**WHAT IS BEING ASKED**
Return each line of the listing in which the word "online" appears.

EXERCISE DATA Start Marker

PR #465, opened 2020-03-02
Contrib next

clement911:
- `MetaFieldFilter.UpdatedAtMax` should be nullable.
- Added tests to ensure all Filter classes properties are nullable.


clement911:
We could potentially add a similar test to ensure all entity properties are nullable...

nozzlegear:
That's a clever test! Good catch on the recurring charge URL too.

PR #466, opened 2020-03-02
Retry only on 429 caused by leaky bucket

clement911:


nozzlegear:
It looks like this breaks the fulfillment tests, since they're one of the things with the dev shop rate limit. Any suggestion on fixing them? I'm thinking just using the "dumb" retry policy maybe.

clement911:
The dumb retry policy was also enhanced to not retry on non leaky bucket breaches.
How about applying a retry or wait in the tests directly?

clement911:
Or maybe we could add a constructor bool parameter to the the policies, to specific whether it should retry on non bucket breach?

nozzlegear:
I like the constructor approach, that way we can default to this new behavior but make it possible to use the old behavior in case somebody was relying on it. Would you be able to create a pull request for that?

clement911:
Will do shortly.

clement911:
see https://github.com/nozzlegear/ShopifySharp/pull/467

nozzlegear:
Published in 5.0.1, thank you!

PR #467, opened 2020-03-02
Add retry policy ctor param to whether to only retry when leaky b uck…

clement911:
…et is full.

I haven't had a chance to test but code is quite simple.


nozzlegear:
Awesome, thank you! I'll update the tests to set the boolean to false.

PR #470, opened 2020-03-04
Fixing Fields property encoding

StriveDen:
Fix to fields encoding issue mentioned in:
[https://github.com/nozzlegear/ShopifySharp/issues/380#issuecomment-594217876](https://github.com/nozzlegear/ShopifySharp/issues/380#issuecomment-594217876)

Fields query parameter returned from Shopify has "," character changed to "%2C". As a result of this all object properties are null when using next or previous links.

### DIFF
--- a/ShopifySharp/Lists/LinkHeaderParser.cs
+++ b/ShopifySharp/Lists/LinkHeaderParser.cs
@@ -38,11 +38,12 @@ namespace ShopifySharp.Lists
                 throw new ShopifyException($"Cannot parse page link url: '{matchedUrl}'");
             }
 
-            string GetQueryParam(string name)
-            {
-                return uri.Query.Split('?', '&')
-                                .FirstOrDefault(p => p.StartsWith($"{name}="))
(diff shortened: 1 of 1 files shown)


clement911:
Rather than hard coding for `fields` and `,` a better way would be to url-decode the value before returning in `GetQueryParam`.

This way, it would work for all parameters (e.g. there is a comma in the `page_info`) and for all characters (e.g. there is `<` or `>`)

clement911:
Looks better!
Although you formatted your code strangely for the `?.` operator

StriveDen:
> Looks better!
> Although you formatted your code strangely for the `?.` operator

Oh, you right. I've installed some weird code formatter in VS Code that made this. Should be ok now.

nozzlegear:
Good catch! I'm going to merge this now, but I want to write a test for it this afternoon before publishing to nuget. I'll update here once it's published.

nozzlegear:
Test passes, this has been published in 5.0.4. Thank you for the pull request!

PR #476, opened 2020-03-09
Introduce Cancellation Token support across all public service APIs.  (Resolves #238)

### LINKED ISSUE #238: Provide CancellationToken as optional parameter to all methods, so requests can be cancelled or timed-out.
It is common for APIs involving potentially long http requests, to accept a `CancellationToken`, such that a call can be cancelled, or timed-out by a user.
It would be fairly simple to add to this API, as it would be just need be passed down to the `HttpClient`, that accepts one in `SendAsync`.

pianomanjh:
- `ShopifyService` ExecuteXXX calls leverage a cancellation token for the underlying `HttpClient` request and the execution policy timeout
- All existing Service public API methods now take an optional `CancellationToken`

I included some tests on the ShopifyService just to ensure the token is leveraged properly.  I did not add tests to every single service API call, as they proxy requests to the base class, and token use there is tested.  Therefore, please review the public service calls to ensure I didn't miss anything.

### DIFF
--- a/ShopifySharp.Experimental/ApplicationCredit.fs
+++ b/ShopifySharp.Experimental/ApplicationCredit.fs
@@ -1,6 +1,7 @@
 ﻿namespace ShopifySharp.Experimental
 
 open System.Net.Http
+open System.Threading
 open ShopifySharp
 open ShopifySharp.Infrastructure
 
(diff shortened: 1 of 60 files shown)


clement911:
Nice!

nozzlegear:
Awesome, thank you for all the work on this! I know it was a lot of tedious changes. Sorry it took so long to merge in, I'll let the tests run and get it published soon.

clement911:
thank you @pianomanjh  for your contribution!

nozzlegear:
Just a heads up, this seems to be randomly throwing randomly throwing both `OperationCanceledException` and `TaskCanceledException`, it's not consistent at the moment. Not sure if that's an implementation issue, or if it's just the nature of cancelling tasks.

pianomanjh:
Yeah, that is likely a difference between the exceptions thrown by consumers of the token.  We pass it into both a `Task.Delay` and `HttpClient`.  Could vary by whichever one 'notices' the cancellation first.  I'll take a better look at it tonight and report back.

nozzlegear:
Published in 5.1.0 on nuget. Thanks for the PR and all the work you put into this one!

EXERCISE DATA End Marker
EXERCISE DATA Start Marker

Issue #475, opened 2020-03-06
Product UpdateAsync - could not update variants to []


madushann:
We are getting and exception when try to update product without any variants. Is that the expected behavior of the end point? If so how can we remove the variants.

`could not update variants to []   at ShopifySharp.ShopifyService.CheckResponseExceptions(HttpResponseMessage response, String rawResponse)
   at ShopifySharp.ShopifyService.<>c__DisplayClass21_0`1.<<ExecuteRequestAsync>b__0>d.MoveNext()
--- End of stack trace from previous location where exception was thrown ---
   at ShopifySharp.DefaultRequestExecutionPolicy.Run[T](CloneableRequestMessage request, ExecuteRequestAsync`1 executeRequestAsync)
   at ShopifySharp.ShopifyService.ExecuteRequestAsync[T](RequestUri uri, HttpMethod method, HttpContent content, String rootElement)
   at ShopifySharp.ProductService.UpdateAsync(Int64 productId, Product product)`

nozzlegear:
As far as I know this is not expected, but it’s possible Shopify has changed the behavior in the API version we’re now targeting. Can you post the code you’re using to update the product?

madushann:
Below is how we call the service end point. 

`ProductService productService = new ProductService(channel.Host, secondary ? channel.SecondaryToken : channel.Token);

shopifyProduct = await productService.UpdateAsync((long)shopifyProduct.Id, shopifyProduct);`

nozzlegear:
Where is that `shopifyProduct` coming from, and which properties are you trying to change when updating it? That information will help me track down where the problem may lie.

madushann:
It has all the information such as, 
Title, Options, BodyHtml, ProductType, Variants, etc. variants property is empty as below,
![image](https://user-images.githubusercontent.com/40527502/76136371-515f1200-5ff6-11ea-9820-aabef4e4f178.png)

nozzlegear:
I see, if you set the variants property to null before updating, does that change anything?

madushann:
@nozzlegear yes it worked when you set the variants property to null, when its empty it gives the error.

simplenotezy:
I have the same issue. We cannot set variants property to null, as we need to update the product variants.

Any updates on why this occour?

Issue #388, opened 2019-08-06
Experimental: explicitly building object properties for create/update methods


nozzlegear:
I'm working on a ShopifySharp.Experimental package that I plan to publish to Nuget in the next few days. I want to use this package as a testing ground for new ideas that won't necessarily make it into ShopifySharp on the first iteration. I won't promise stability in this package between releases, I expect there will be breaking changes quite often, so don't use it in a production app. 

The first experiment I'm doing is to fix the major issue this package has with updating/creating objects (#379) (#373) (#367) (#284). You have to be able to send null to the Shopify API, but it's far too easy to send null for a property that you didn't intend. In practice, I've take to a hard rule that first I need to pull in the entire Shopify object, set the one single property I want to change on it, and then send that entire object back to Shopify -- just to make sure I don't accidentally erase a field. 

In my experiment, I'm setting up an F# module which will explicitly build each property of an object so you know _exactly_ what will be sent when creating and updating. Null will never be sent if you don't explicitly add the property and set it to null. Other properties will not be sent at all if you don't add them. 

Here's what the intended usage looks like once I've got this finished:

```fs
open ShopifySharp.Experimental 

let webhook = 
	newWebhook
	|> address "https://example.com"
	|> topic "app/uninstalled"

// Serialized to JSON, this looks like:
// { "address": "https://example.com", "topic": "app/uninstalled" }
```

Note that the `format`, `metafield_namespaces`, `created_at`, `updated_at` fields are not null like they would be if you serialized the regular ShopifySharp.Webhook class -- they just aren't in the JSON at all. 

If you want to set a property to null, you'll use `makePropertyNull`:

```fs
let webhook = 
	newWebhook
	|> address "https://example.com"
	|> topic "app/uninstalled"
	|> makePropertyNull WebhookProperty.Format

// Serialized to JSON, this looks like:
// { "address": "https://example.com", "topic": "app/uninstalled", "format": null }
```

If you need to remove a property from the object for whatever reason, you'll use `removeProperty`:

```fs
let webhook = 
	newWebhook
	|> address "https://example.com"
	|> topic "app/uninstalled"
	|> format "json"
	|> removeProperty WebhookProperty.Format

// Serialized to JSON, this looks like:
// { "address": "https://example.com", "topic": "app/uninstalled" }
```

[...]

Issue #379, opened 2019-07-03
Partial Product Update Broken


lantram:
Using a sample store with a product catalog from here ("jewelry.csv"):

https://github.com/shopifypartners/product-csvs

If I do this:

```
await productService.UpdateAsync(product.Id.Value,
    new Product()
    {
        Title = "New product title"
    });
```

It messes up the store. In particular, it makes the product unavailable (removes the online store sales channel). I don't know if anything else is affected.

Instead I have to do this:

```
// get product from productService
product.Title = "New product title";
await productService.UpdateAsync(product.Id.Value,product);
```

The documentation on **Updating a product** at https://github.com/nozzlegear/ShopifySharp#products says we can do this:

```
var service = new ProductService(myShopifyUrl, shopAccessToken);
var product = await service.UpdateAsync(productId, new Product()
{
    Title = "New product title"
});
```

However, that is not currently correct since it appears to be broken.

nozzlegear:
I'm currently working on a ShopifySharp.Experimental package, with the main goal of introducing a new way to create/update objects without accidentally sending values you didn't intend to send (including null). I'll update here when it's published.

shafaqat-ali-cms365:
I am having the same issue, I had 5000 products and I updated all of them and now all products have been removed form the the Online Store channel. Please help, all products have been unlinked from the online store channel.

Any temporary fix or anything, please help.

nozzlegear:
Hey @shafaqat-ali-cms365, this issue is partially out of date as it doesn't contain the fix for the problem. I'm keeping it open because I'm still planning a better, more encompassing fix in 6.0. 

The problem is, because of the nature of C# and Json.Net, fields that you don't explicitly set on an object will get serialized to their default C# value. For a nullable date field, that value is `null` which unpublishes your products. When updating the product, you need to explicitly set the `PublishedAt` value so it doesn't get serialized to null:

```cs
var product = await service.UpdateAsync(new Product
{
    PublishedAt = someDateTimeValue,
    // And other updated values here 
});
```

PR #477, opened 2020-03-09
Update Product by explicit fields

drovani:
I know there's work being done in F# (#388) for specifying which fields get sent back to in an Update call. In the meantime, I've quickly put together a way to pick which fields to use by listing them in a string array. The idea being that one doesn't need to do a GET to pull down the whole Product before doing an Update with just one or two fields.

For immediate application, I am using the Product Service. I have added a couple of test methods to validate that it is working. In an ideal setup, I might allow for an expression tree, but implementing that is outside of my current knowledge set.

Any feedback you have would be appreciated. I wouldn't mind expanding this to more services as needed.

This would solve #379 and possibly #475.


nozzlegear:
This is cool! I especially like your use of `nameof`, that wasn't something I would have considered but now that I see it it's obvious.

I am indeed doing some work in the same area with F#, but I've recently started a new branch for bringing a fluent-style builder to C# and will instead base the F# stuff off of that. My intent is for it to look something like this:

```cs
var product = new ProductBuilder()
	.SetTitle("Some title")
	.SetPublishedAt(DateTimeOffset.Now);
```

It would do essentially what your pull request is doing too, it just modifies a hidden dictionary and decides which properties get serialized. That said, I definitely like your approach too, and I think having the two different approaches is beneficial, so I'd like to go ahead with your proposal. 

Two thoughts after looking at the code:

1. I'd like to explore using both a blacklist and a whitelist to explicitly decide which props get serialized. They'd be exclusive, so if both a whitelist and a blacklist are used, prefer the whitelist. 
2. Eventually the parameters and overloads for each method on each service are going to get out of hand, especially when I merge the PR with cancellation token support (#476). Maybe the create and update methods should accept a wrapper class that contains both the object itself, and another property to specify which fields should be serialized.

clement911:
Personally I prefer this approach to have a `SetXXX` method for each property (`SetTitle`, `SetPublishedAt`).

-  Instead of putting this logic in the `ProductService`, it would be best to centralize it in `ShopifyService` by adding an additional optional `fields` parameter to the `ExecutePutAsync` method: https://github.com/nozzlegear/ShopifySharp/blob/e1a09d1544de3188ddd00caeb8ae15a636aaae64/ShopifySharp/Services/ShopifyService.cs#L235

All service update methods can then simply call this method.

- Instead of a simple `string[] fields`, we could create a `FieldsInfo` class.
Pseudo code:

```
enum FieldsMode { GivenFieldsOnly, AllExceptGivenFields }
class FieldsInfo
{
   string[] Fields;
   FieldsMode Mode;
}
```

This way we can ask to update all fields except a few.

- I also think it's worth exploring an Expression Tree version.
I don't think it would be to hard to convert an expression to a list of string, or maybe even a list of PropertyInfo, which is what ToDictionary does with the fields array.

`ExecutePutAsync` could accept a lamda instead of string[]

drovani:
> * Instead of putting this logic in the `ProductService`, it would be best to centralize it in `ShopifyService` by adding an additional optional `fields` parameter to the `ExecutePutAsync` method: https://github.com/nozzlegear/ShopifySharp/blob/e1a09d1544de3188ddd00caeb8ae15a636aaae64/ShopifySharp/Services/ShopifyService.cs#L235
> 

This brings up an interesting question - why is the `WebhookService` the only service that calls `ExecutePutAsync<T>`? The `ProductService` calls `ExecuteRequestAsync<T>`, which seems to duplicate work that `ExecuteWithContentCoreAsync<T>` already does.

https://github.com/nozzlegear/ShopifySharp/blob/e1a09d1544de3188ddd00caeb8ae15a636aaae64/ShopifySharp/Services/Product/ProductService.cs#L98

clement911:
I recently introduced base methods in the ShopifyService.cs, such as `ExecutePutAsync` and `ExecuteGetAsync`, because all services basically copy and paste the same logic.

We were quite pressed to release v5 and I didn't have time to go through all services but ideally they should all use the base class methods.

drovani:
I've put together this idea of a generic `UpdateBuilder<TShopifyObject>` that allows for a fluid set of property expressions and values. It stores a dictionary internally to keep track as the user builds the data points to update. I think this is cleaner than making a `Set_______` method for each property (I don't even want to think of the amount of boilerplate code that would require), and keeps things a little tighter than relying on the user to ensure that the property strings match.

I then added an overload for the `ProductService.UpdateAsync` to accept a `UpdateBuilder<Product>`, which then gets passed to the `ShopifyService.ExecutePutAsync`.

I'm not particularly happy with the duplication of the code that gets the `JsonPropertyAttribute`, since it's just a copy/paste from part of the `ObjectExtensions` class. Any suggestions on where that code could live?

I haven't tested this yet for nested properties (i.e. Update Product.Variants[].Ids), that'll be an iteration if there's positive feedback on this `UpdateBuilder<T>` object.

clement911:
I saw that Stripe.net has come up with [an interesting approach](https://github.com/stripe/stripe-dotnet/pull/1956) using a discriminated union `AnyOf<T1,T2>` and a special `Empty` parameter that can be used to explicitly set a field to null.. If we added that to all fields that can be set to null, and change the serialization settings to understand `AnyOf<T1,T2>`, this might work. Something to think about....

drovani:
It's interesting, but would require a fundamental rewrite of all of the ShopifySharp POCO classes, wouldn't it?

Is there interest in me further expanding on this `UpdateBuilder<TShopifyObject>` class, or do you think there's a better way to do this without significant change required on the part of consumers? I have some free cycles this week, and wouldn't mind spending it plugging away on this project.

EXERCISE DATA End Marker

**ANSWER SPACE**
It messes up the store. In particular, it makes the product unavailable (removes the online store sales channel). I don't know if anything else is affected.
I am having the same issue, I had 5000 products and I updated all of them and now all products have been removed form the the Online Store channel. Please help, all products have been unlinked from the online store channel.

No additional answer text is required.